Carroll’s Neon Nation, a formidable sixth man (basketball)/twelfth man (football) at home, they can also make themselves feel very much at home in your house.
Instead of a shout out to one more fan base, I shall abruptly shift to a shanda upon Concord home football fans!
Picture a full home football stand on a mild October 2019 evening. The Minutemen could (and they did) clinch the conference title with a win over Warsaw (and a Plymouth loss), and half of them left after the band finished its halftime show! My sister, a 35-year Elkhart resident was in attendance to watch my boy battle the hosts on the gridiron. She told me, as I witnessed the exodus, it wasn’t because of the halftime lead, it’s what Concord band parents and fans do, and she nudged me knowingly.
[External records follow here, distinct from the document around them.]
PR #257, opened 2022-08-05
Choco package enhancement

Matze693:
I added two feature to the chocolatey package:

1. Shortcut in start menu
image

2. Context menu (right-click) entry to open a file directly with LogExpert
image

Both feature are only applied for current windows user.


Hirogen:
will review tomorrow

Hirogen (approved):

PR #260, opened 2022-08-18
Added high DPI awareness

aseemsahoo:
Added high DPI awareness, enabling per-monitor DPI awareness in the app.config file.


Hirogen:
Sadly, app.config settings are not enough, but there is already a branch for that => https://github.com/zarunbal/LogExpert/tree/High-DPI-Test and already a test-version => https://github.com/zarunbal/LogExpert/releases/tag/v1.9.0.High.DPI

Hirogen:
See also the conversation here: https://github.com/zarunbal/LogExpert/issues/182

PR #262, opened 2022-08-19
Issues/issue 245 multi instance warning

Hirogen:
First Draft, to let user no longer show the error message


Hirogen:
If one Instance is open and the error message should be blocked, the open instance settings dialog is not updated, because it does not load the settings on opening the settings dialog (this needs to be added)

PR #276, opened 2023-03-08
Added code to the RegexColumnizer to avoid null columns & the resulting NullPointer exceptions

kniveg:
I have added some code to the RegexColumnizer that will add columns with empty string when the line doesn't match the regex. 

The reason I made this alteration is to fix the following problem I have been having: If you use this RegexColumnizer to read logs that contain stack traces (lines that don't match the regex)  you get null columns for that line. This is visualized ok but will result in many error message pop-ups when searching in these columns making it hard to use this columnizer for these kind of logs. 

The added code aims to fix this problem by eliminating the null columns. This doesn't change the visualisation but fixed the search problem.

### DIFF
--- a/src/RegexColumnizer.UnitTests/RegexColumnizerTests.cs
+++ b/src/RegexColumnizer.UnitTests/RegexColumnizerTests.cs
@@ -1,0 +1,79 @@
+﻿using LogExpert;
+using Moq;
+using NUnit.Framework;
+
+namespace RegexColumnizer.UnitTests
+{
+    [TestFixture]
+    public class RegexColumnizerTests
+    {
+        [Test]
+        public void SplitLineLogRegexDoesNotMatchLine()
+        {
+            var columnizerConfig = new RegexColumnizerConfig
+            {
+                //We just need a regex that matches the line.
+                Expression = @"^(?'time'[\d]+)\s+(?'Message'.+)$",
+                Name = "Test regex"
+            };
+
+            var columnizer = new Regex1Columnizer();
+            columnizer.Init(columnizerConfig);
+            
+            var notMatchingLogLine = new TestLogLine(5, "Error in com.example.core");
+            
+            var parsedLogLine = columnizer.SplitLine(Mock.Of<ILogLineColumnizerCallback>(), notMatchingLogLine);
+            
+            // verify that the expected number of columns are created
+            Assert.AreEqual(2, parsedLogLine.ColumnValues.Length);
+
+            //verify that the entire text is in the last column
+            Assert.AreEqual("Error in com.example.core", parsedLogLine.ColumnValues[1].Text);
+            
+            // Verify that the other columns are empty strings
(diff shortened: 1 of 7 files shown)


src/RegexColumnizer/RegexColumnizer.cs
```diff
@@ -71,6 +71,16 @@ public IColumnizedLogLine SplitLine(ILogLineColumnizerCallback callback, ILogLin
...
                         FullValue = line.FullLine
                     };
+                    
+                    //Fill other columns with empty string to avoid null pointer exceptions in unexpected places
+                    for (int i = columns.Length - 2; i >= 0; i--)
+                    {
+                        logLine.ColumnValues[i] = new Column
+                        {
+                            Parent = logLine,
+                            FullValue = ""
```
Hirogen, line 81: always use "string.Empty"

Hirogen (changes requested):
reviewed please adapt

src/RegexColumnizer/RegexColumnizer.cs
```diff
@@ -71,6 +71,16 @@ public IColumnizedLogLine SplitLine(ILogLineColumnizerCallback callback, ILogLin
                         Parent = logLine,
                         FullValue = line.FullLine
                     };
+                    
+                    //Fill other columns with empty string to avoid null pointer exceptions in unexpected places
+                    for (int i = columns.Length - 2; i >= 0; i--)
```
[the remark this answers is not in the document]
kniveg: The loop is reversed because the other loops in this file are also reversed and I was trying to use the same code style as previously used. That is also where the -2 comes from. I updated the loop to be in assenting order. 

A foreach loop is not possible here (IMHO) since the array is modified in the loop.

kniveg:
I made the requested changed. my apologies for the extra commits. I had some trouble getting the build to go green (C# is not the language I usually work in).

src/RegexColumnizer.UnitTests/RegexColumnizerTests.cs
```diff
@@ -0,0 +1,78 @@
...
+            };
+
+            var columnizer = new Regex1Columnizer();
+            columnizer.Init(columnizerConfig);
+            
+            var notMatchingLogLine = new TestLogLine(5, "Error in com.example.core");
+            
+            var parsedLogLine = columnizer.SplitLine(Mock.Of<ILogLineColumnizerCallback>(), notMatchingLogLine);
+            
+            // verify that the expected number of columns are created
```
Hirogen, line 27: Every Assert should be its own testcase, if those are just different data-sets, add the data to the function header (see the examples in "LogExpert.Tests" project :)

Hirogen (changes requested):

src/RegexColumnizer.UnitTests/RegexColumnizerTests.cs
Hirogen: thanks for contributing 👍

Hirogen (approved):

You see, folks, my fellow Cloverleaf alumni would take righteous indignation toward Concord’s second half disappearing act! We collectively feel Cloverleaf invented that schtick for all the proper reasons! Our football team struggled to a 2-27-1 win-loss-tie record from grades ten to twelve. We could feel the crowd thinning behind our cold backs as we played on following the completion of our massive, talented marching band’s halftime show. That band was also portrayed in comic strip syndication among several Funky Winkerbean comic strips (fun fact). The band kids… were the cool kids.
All I want for Christmas in 2021 is sufficient health conditions for full capacity crowds at ballgames, and a return to the visiting crowd sizes of old. Perhaps the restrictions of this year will make fans want for action in numbers not seen in a long time instead of turning them further away toward Netflix, clique parties, and nights out away from the stadiums and gyms.